Can this idea be applied for, say, the GW invariant of Calabi-Yau 3-folds, to get a finer invariant?

(Sorry for my vague question.)


Let me give an answer from a slightly different point of view.

Let $M_k$ be a moduli space as in your question; say it's a (compact) moduli space of sheaves on some (compact) Calabi-Yau threefold. In general, $M_k$ is going to be very singular. However, it carries a so-called perfect deformation-obstruction theory of dimension zero. This gives a virtual fundamental class on $M_k$, and the technical definition of the numerical invariant $e(M_k)$ is that it is the degree of this virtual fundamental class.

In the case of sheaves on CY3s, the deformation-obstruction theory has a duality property: it is a symmetric obstruction theory. In this case, according to a result of Kai Behrend, $e(M_k)$ can also be expressed as an Euler characteristic, albeit a weighted one:
$e(M_k)=\chi(M_k, \nu_{M_k})$, where $\nu_{M_k}$ is the Behrend function of the singular space $M_k$. In other words, one computes an Euler characteristic, but weighted with a numerical measure of how bad the singularities are.

On can hope that this Euler characteristic definition can now be turned into something motivic. What one needs is a way to attach a motivic weight to points of $M_k$. In some specific moduli problems, such as for Hilbert schemes of points where at least locally the moduli space can be expressed as a critical locus of a function on a smooth variety, this can be done using the tool of the motivic vanishing cycle; indeed, this is what our work does in the paper you cite. The general theory of how one attaches motivic weights is discussed in a (partially conjectural) paper of Kontsevich and Soibelman.

The issue with Gromov-Witten theory on a CY3 is that the deformation-obstruction theory in that case, while it is of dimension zero, is not fully symmetric. It is symmetric on the open part corresponding to stable maps which are immersions from a smooth curve, but (as an expert assures me) not on the whole moduli space.

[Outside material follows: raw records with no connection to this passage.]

Issue #389, opened 2021-11-17
Show "receive transactions" in the transaction list of the popup and the "website" menu


MoritzKa:
Currently Alby does not show WebLN receive transactions in the transaction lists (of the pop up and the "⚡️ Websites")

We only show sending transactions made from Alby because of the metadata that we add.

To be considered here:
- ~show an entry when a website requests an invoice (same as when the website sends a payment) (webln.makeInvoice vs. webln.sendPayment)~
- ~sync the data with the transactions from the node (did we actually receive the payment?)~
- get (latest n) incoming transactions from the node via API call

bumi:
I think somehow this should be the full audit system that logs every action a user made on Alby.

MoritzKa:
confirmed.

dvoroneca:
Hi Guys, here is my take on how the transactions list, including the incoming transactions. 
Feel free to leave comments in [figma](https://www.figma.com/file/kdkEo1fpGvaiMifkfZQQjN/Recent-Transactions?node-id=0%3A1). 

There are versions that need feedback. 

1. Updated open transaction view V1 and V2.
2. Incoming, Outgoing, and Invoice expended views.

MoritzKa:
According to #https://github.com/getAlby/meta/issues/15

tasks:
- API call to get incoming transactions
- design tab for incoming transaction

dvoroneca:
As an outcome of the refinement meeting, here are the mockups for the tabs in the recent transactions lists on the "Transactions list" and transaction history on the "Contextual Screen"

![transactions](https://user-images.githubusercontent.com/35034985/174791888-e552b97c-fd95-4133-a2aa-0fb6a21a079e.png)

-----------

## Transaction History:

![List-1](https://user-images.githubusercontent.com/35034985/174792207-94466786-cace-46c5-87f0-bd113a9cf1e3.png)
![List](https://user-images.githubusercontent.com/35034985/174792215-6a65d213-5ca7-43b8-b0d5-2d574195ffde.png)

-------------------

## Opened view:
![open V3](https://user-images.githubusercontent.com/35034985/174792307-34c34b1a-a02f-4ab9-92bf-2febaef68956.png)

-------------------

## Contextual Screen:
![Extension Recent Transactions-1](https://user-images.githubusercontent.com/35034985/174792408-fbf85110-6474-4f20-a733-86fbbc970f46.png)
[...]

PR #1080, opened 2022-06-24
feat: add getInvoices #389

escapedcat:

- invoices call for LND
- invoices call for LNDHub
- invoice-tx list to home screen
- tabs to switch between incoming/outgoing txs
- types

#### Todos

- [x] translations
- [x] tests (partly done)
- [x] tab design

### Link this PR to an issue

#389

image

### How has this been tested?

- so far only manually

### Checklist

### DIFF
--- a/src/app/components/TransactionsTable/index.tsx
+++ b/src/app/components/TransactionsTable/index.tsx
@@ -86,7 +86,7 @@ export default function TransactionsTable({ transactions }: Props) {
                   <Disclosure.Panel>
                     <div className="mt-1 ml-9 text-xs text-gray-600 dark:text-neutral-400">
                       {tx.description}
-                      <p>Fee: {tx.totalFees} sats</p>
+                      {tx.totalFees && <p>Fee: {tx.totalFees} sats</p>}
                       {tx.preimage && (
                         <p className="truncate">Preimage: {tx.preimage}</p>
                       )}
--- a/src/app/components/TransactionsTable/index.tsx
+++ b/src/app/components/TransactionsTable/index.tsx
@@ -103,6 +103,7 @@ export default function TransactionsTable({ transactions }: Props) {
                           <li>app_name: {tx.boostagram.app_name}</li>
                           <li>name: {tx.boostagram.name}</li>
                           <li>podcast: {tx.boostagram.podcast}</li>
+                          <li>sender_name: {tx.boostagram.sender_name}</li>
                           <li>
                             message:{" "}
                             {tx.boostagram.message &&
--- a/src/app/components/TransactionsTable/index.tsx
+++ b/src/app/components/TransactionsTable/index.tsx
@@ -103,7 +103,11 @@ export default function TransactionsTable({ transactions }: Props) {
                           <li>app_name: {tx.boostagram.app_name}</li>
                           <li>name: {tx.boostagram.name}</li>
                           <li>podcast: {tx.boostagram.podcast}</li>
-                          <li>message: {tx.boostagram.message}</li>
+                          <li>
+                            message:{" "}
+                            {tx.boostagram.message &&
+                              decodeURI(tx.boostagram.message)}
+                          </li>
                         </ul>
                       )}
                     </div>
--- a/src/app/components/TransactionsTable/index.tsx
+++ b/src/app/components/TransactionsTable/index.tsx
@@ -49,12 +49,10 @@ export default function TransactionsTable({ transactions }: Props) {
                     </div>
                     <div className="overflow-hidden mr-3">
                       <div
-                        className={`
-                      text-sm font-medium text-gray-900 truncate dark:text-white ${
-                        !tx.title && "invisible"
-                      }`}
+                        className="
+                      text-sm font-medium text-gray-900 truncate dark:text-white"
                       >
-                        {tx.title}
+                        {tx.title || "\u00A0"}
                       </div>
                       <p className="text-xs text-gray-600 capitalize dark:text-neutral-400">
                         {tComponents(`transactionsTable.${tx.type}`)} -{" "}
--- a/src/app/components/TransactionsTable/index.tsx
+++ b/src/app/components/TransactionsTable/index.tsx
@@ -54,7 +54,7 @@ export default function TransactionsTable({ transactions }: Props) {
                     </div>
                     {tx.badges && (
                       <div className="ml-6 space-x-3">
-                        {tx.badges.map((badge, i) => (
+                        {tx.badges.map((badge) => (
                           <Badge
                             key={badge.label}
                             label={badge.label}
--- a/src/app/components/TransactionsTable/index.tsx
+++ b/src/app/components/TransactionsTable/index.tsx
@@ -8,7 +8,7 @@ import { Transaction } from "~/types";
 
 import Badge from "../Badge";
 
-type Props = {
+export type Props = {
   transactions: Transaction[];
 };
 
--- a/src/app/components/TransactionsTable/index.tsx
+++ b/src/app/components/TransactionsTable/index.tsx
@@ -48,7 +48,12 @@ export default function TransactionsTable({ transactions }: Props) {
                       {tx.type && renderIcon(tx.type)}
                     </div>
                     <div className="overflow-hidden mr-3">
-                      <div className="text-sm font-medium text-gray-900 truncate dark:text-white">
+                      <div
+                        className={`
+                      text-sm font-medium text-gray-900 truncate dark:text-white ${
+                        !tx.title && "invisible"
+                      }`}
+                      >
                         {tx.title}
                       </div>
                       <p className="text-xs text-gray-600 capitalize dark:text-neutral-400">
--- a/src/app/components/TransactionsTable/index.tsx
+++ b/src/app/components/TransactionsTable/index.tsx
@@ -76,11 +76,13 @@ export default function TransactionsTable({ transactions }: Props) {
                           ~{tx.totalAmountFiat}
                         </p>
                       </div>
-                      <Disclosure.Button className="block h-0 mt-2 text-gray-500 hover:text-black dark:hover:text-white transition-color duration-200">
-                        <CaretDownIcon
-                          className={`${open ? "rotate-180" : ""} w-5 h-5`}
-                        />
-                      </Disclosure.Button>
+                      {tx.type !== "received" && (
+                        <Disclosure.Button className="block h-0 mt-2 text-gray-500 hover:text-black dark:hover:text-white transition-color duration-200">
+                          <CaretDownIcon
+                            className={`${open ? "rotate-180" : ""} w-5 h-5`}
+                          />
+                        </Disclosure.Button>
+                      )}
                     </div>
                   </div>
                   <Disclosure.Panel>
--- a/src/app/components/TransactionsTable/index.tsx
+++ b/src/app/components/TransactionsTable/index.tsx
@@ -52,7 +52,8 @@ export default function TransactionsTable({ transactions }: Props) {
                         {tx.title}
                       </div>
                       <p className="text-xs text-gray-600 capitalize dark:text-neutral-400">
-                        {tx.type} - {tx.date}
+                        {tComponents(`transactionsTable.${tx.type}`)} -{" "}
+                        {tx.date}
                       </p>
                     </div>
                     {tx.badges && (
@@ -112,21 +113,30 @@ export default function TransactionsTable({ transactions }: Props) {
                       {tx.boostagram && (
                         <ul>
                           <li>
-                            label={tComponents("transactionsTable.sender_name")}
+                            {tComponents(
+                              "transactionsTable.boostagram.sender_name"
+                            )}
                             : {tx.boostagram.sender_name}
                           </li>
                           <li>
-                            label={tComponents("transactionsTable.message")}:{" "}
+                            {tComponents(
+                              "transactionsTable.boostagram.message"
+                            )}
+                            :{" "}
                             {tx.boostagram.message &&
                               decodeURI(tx.boostagram.message)}
                           </li>
                           <li>
-                            label={tComponents("transactionsTable.app_name")}:{" "}
-                            {tx.boostagram.app_name}
+                            {tComponents(
+                              "transactionsTable.boostagram.app_name"
+                            )}
+                            : {tx.boostagram.app_name}
                           </li>
                           <li>
-                            label={tComponents("transactionsTable.podcast")}:{" "}
-                            {tx.boostagram.podcast}
+                            {tComponents(
+                              "transactionsTable.boostagram.podcast"
+                            )}
+                            : {tx.boostagram.podcast}
                           </li>
                         </ul>
                       )}
--- a/src/app/components/TransactionsTable/index.tsx
+++ b/src/app/components/TransactionsTable/index.tsx
@@ -76,14 +76,14 @@ export default function TransactionsTable({ transactions }: Props) {
                           ~{tx.totalAmountFiat}
                         </p>
                       </div>
-                      {[tx.type && "sent", "sending"].includes(tx.type) ||
-                        (tx.type === "received" && tx.boostagram && (
-                          <Disclosure.Button className="block h-0 mt-2 text-gray-500 hover:text-black dark:hover:text-white transition-color duration-200">
-                            <CaretDownIcon
-                              className={`${open ? "rotate-180" : ""} w-5 h-5`}
-                            />
-                          </Disclosure.Button>
-                        ))}
+                      {([tx.type && "sent", "sending"].includes(tx.type) ||
+                        (tx.type === "received" && tx.boostagram)) && (
+                        <Disclosure.Button className="block h-0 mt-2 text-gray-500 hover:text-black dark:hover:text-white transition-color duration-200">
+                          <CaretDownIcon
+                            className={`${open ? "rotate-180" : ""} w-5 h-5`}
+                          />
+                        </Disclosure.Button>
+                      )}
                     </div>
                   </div>
                   <Disclosure.Panel>
--- a/src/app/components/TransactionsTable/index.tsx
+++ b/src/app/components/TransactionsTable/index.tsx
@@ -4,6 +4,7 @@ import {
   CaretDownIcon,
 } from "@bitcoin-design/bitcoin-icons-react/filled";
 import { Disclosure } from "@headlessui/react";
+import { useTranslation } from "react-i18next";
 import { Transaction } from "~/types";
 
 import Badge from "../Badge";
@@ -13,6 +14,8 @@ export type Props = {
 };
 
 export default function TransactionsTable({ transactions }: Props) {
+  const { t: tComponents } = useTranslation("components");
+
   function renderIcon(type: string) {
     function getIcon() {
       const iconClasses = "h-3 w-3";
@@ -88,10 +91,18 @@ export default function TransactionsTable({ transactions }: Props) {
                   </div>
                   <Disclosure.Panel>
                     <div className="mt-1 ml-9 text-xs text-gray-600 dark:text-neutral-400">
-                      {tx.description}
-                      {tx.totalFees && <p>Fee: {tx.totalFees} sats</p>}
+                      <p>{tx.description}</p>
+                      {tx.totalFees && (
+                        <p>
+                          {tComponents("transactionsTable.fee")}: {tx.totalFees}{" "}
+                          sats
+                        </p>
+                      )}
                       {tx.preimage && (
-                        <p className="truncate">Preimage: {tx.preimage}</p>
+                        <p className="truncate">
+                          {tComponents("transactionsTable.preimage")}:{" "}
+                          {tx.preimage}
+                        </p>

I don't know anything about motivic Donaldson-Thomas invariants, but it is possible to define the notion of GW invariants on the level of motives. You should check out Behrend and Manin, "Stacks of stable maps and Gromov-Witten invariants" sections 8 and 9, as well as Toën, "On motives for Deligne-Mumford stacks". Namely, instead of considering GW invariants as a collection of maps $$ I^X_{g,n,\beta} : H^\ast (X^n) \to H^\ast(\overline M_{g,n})$$ you can define them as morphisms between the Chow motives associated to $X^n$ and $\overline M_{g,n}$. The notion of a motive associated to a DM-stack is explained in Toën's article. In the case of $\overline M_{g,n}$ it is easy to say explicitly what this means: there is a finite cover $f \colon M \to \overline M_{g,n}$ by a smooth projective scheme M, and we take as the motive associated to $\overline M_{g,n}$ the motive associated to the scheme M and the projector $\frac{1}{\deg f} f^\ast f_\ast$. The correspondence inducing the morphism is given by the pushforward of the virtual fundamental class of $\overline M_{g,n}(X,\beta)$ to $A^\ast(X^n \times \overline M_{g,n})$ along the product of the evaluation maps and the forgetful map.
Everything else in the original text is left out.